Machine learning helps bring customer service and communication to the next level. It increases user and customer engagement and satisfaction by providing a company with more data and helping to pinpoint communication based on the interests and actions of a particular person. For example, offers personalized products based on recent purchases or calculates an individual discount based on interaction with a brand.
- Pricing Strategies That Change Over Time
Companies can use historical price data and datasets on various other variables to better understand how different factors affect consumer spending, such as time of day, climate, and seasons. Machine learning algorithms can integrate this data with other market and customer data to help companies value their products dynamically based on broad and varied variables. This method allows companies to optimize revenues.
- Fraud Detection
The ability of machine learning to recognize trends and detect violations that deviate from these patterns makes it a valuable tool for identifying illegal practices. As a result, financial institutions have been effectively using machine learning in this area for years.

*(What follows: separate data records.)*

PR #4721, opened 2021-04-06
Add the possibility to add custom mysql and mysqldump commands. This …

katsukawa:
…could be necessary when you have in your server multiple versions of mysql, maria or etc.

### DIFF
--- a/src/Sql/SqlMysql.php
+++ b/src/Sql/SqlMysql.php
@@ -11,7 +11,8 @@ class SqlMysql extends SqlBase
 
     public function command()
     {
-        return 'mysql';
+        $dbSpec = $this->getDbSpec();
+        return empty($dbSpec['mysql_command']) ? 'mysql' : $dbSpec['mysql_command'];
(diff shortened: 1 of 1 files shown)


weitzman:
Thanks for the PR. I'm not inclined to take it unfortunately. I recommend you make a `mysql` anywhere on your system which points to `mysql5` or whatever you need. Then customize PATH so that your `mysql` comes before the system one. You can do that for a single request with `PATH=/path/to/custom_mysql:$PATH drush sql;dump ...`. If using a remote system, see env-vars key in [site.yml ](https://www.drush.org/latest/site-aliases/).

greg-1-anderson:
If we were to take config options here, the databases array wouldn't be the place for them; it would have to be in drush.yml.

Adjusting the $PATH is the "Drush way", but this is sometimes difficult for users. In this particular use case, the system mysql only exists as mysql5 so any mysql anywhere in the path should do the trick.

- Customer Recommendation Mechanisms
Customer recommendation engines that use machine learning to improve the customer experience and create personalized experiences are based on machine learning. Here, the algorithms analyze data about a single customer, such as past purchases and other data sources, such as a company’s current stock, demographics, and purchase histories of other customers, to determine which solutions to recommend to each individual consumer.
- Target Customers with Segmentation
The secret of successful marketing is to offer the customer the most appropriate product at the most appropriate moment. Until recently, marketers had to rely on their own intuition when distributing customers into segments for targeted marketing.

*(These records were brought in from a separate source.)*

PR #69, opened 2016-01-19
Update version to 2.1.1

brockboland:
@designatednerd @chillpop did a dumb and tagged 2.1.0 before linting the podspec. This just fixes the version number. Cool?

### DIFF
--- a/Vokoder.podspec
+++ b/Vokoder.podspec
@@ -1,6 +1,6 @@
 Pod::Spec.new do |s|
   s.name             = "Vokoder"
-  s.version          = "2.1.0"
+  s.version          = "2.1.1"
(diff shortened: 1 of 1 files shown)


designatednerd:
LGTM

chillpop:
would it be easier to remove the tag and then re-tag it? (it can't be done through github, but can be done on the command line)

brockboland:
It would indeed, and I thought about doing that, but becuase this is a public repo I figured it would be better to play it safe.

vokal-isaac:
If the tag is out there in a repo that other people have access to, there's always a risk that someone else already has the tag and you can't make it go away on their end.

It's much safer to just bump the patch version and move on.

chillpop:
fine by me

Today, machine learning allows data scientists to use clustering and classification algorithms to sort shoppers into distinct groups based on certain variations according to certain characteristics, such as demographics, site behavior and preferences. Matching these characteristics with behavioral algorithms helps to develop accurate, specialized marketing campaigns that drive sales more effectively than generic campaigns.
- Forecasting performance
One of the most valuable features of machine learning is prediction. Previously, business decisions were made on the basis of past performance. Today, machine learning uses sophisticated analytical tools to make predictions. Instead of relying on outdated data, companies can make decisions proactively.
- Image classification
In addition to retail, financial services, and online sales, machine learning can be used in a wide variety of scenarios. It is used very effectively in the scientific, energy and construction industries, as well as in healthcare. For example, machine learning algorithms can be used in pattern classification to assign labels from a predefined set of categories to patterns in input data. This makes it possible to create 3D building plans from 2D drawings, make it easier to tag social media photos, complement diagnosis, and more.
Final Words on the Uses of Machine Learning in Business
ML is constantly evolving and has huge potential for business use, but most companies are still in the early stages of adopting the technology. A new round of growth will occur when the main tools for developing machine learning become available to every company and it will be possible to implement the technology regardless of the complexity of the technical base and experience. Due to this, a business of any size will be able to afford ML algorithms to solve their problems and optimize business processes.